Residual-MPPI: Online Policy Customization for Continuous Control

Pengcheng Wang,Chenran Li,Catherine Weaver,Kenta Kawamoto,Masayoshi Tomizuka,Chen Tang,Wei Zhan
2024-07-11
Abstract:Policies learned through Reinforcement Learning (RL) and Imitation Learning (IL) have demonstrated significant potential in achieving advanced performance in continuous control tasks. However, in real-world environments, it is often necessary to further customize a trained policy when there are additional requirements that were unforeseen during the original training phase. It is possible to fine-tune the policy to meet the new requirements, but this often requires collecting new data with the added requirements and access to the original training metric and policy parameters.

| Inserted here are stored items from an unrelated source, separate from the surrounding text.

PR #24973, opened 2023-12-21
Release of Esperanto (v0.0.5)

dinosaure:
- Support Cosmopolitan 3.1 (dinosaure/esperanto#43, @dinosaure)
- Fix the compilation of esperanto with setup-ocaml and GitHub CI (dinosaure/esperanto#44, @dinosaure)
- Extend the support of Esperanto to 4.13 (dinosaure/esperanto#45, @dinosaure)

### DIFF
--- a/packages/aarch64-esperanto/aarch64-esperanto.0.0.5/opam
+++ b/packages/aarch64-esperanto/aarch64-esperanto.0.0.5/opam
@@ -23,5 +23,5 @@ description:
   "An OCaml compiler (toolchain) with Cosmopolitan as the C library"
 url {
   src: "https://github.com/dinosaure/esperanto/releases/download/v0.0.5/esperanto-v0.0.5.tar.gz"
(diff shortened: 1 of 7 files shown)


dinosaure:
- [ ] move the `dune-project` file to the root of the distribution
- [ ] see what happens between `opam.2.0` and `opam.2.1` about the sandboxing and how we tried to install `esperanto-cosmopolitan`

dinosaure:
The error on MacOS seems unrelated. The linter is a bit restrictive: currently we have a `dune-project` file only for `esperanto-cosmopolitan`. `{x86_64,aarch64}-esperanto` don't use `dune` but due to the presence of the `dune-projet`, it seems that we should require `dune` according to the linter (which is not true).

mseri:
So aarch64-esperanto can build on x86 linux but not on macos x86 or arm64, is that still correct?

dinosaure:
Yes, we probably can build everything on any `x86_64` systems (like mac) but the distribution comes with several shell scripts which are used then to compile OCaml source code. I prefer to be restrictive/conservative on this topic (and trust only on a linux machine) instead of "accidentally" support something new and unexpected :+1:.

mseri:
Thanks for the clarificAtion

PR #24976, opened 2023-12-21
Mark ocamlbuild.0.14.3 as not available on Windows

dra27:
Not sure whether we should immediately update the Windows patched version, given that the fix in 0.14.3 is only for trunk/5.2, but regardless this package doesn't build on Windows.


dra27:
Applying the same logic as in https://github.com/ocaml/opam-repository/pull/24797#issuecomment-1813442287, merging this now that the linter has passed.

PR #24977, opened 2023-12-21
Add mlmpfr package update for version 4.2.0

thvnx:


mseri:
Succeeds where it can. I think some distributions would be fixable providing an inclusion and a linker path.

mseri:
Thanks

thvnx:
> Succeeds where it can. I think some distributions would be fixable providing an inclusion and a linker path.

I'll have a look for a future release, thanks!

PR #24984, opened 2023-12-22
[new release] fix atacama 0.0.2 and 0.0.3 dependencies on riot

leostera:

## 0.0.6

* Redo packaging to expose a single public library: `riot`
* Fix issue with schedulers busy-waiting
* Introduce separate IO Schedulers for polling
* Switch to `poll` to support kqueue on macOS
* Reuse read-buffers on Io.read loops
* Broaden IO socket types to file descriptors
* Improved polling with shorter poll timeouts and safety checks
* Add `Dashmap.iter` to iterate over a collection
* Add `net_test` with an echo tcp server/client
* Fix bugs with syscall suspension that was introduced with reduction counting


dmmulroy:
lgtm

mseri:
Can you add upper bounds to atacama 0.0.2 and 0.0.3? They are not compatible with this release and I won’t be at my laptop for a while to do it myself

there are a number of strange thread allocation failures that right now may or may not be CI related, I am rerunning the jobs to check

mseri:
Btw I think it may be the same failure that we saw here: https://github.com/ocaml/opam-repository/pull/24306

In contrast, an online planning algorithm, if capable of meeting the additional requirements, can eliminate the necessity for extensive training phases and customize the policy without knowledge of the original training scheme or task. In this work, we propose a generic online planning algorithm for customizing continuous-control policies at the execution time which we call Residual-MPPI. It is able to customize a given prior policy on new performance metrics in few-shot and even zero-shot online settings. Also, Residual-MPPI only requires access to the action distribution produced by the prior policy, without additional knowledge regarding the original task. Through our experiments, we demonstrate that the proposed Residual-MPPI algorithm can accomplish the few-shot/zero-shot online policy customization task effectively, including customizing the champion-level racing agent, Gran Turismo Sophy (GT Sophy) 1.0, in the challenging car racing scenario, Gran Turismo Sport (GTS) environment. Demo videos are available on our website: <a class="link-external link-https" href="https://sites.google.com/view/residual-mppi" rel="external noopener nofollow">this https URL</a>
Robotics
What problem does this paper attempt to address?
The paper is primarily dedicated to addressing the issue of how to customize already trained policies online in continuous control tasks. Specifically, the research focuses on how to meet new requirements that arise in real-world application scenarios, which were not anticipated during the original training phase, without the need to retrain the entire policy. Typically, solving such problems might involve fine-tuning the policy to adapt to new requirements, but this often necessitates collecting new data with the additional requirements and accessing the original training metrics and policy parameters. In contrast, the method proposed in this paper—Residual-MPPI (Residual Model Predictive Path Integral)—is a general online planning algorithm that can customize continuous control policies at execution time without needing to understand the original training scheme or the specific details of the task. The core idea of Residual-MPPI is to combine the advantages of Reinforcement Learning (RL) and planning methods, utilizing the Model Predictive Path Integral (MPPI) framework to achieve online customization of policies. This approach can effectively customize policies with a small number of samples or even zero samples. Experimental results show that Residual-MPPI can effectively accomplish online policy customization tasks in multiple standard benchmark environments (such as MuJoCo) and more complex racing simulation environments (such as Gran Turismo Sport). It has shown significant effectiveness, particularly in customizing safe route selection for the championship-level racing policy GT Sophy 1.0. In summary, the paper aims to address the challenge of efficiently adjusting existing policies to meet newly emerging requirements, especially in situations where new training data is not easily obtainable. By introducing the Residual-MPPI algorithm, the authors demonstrate the possibility of achieving flexible and rapid policy customization in various continuous control tasks.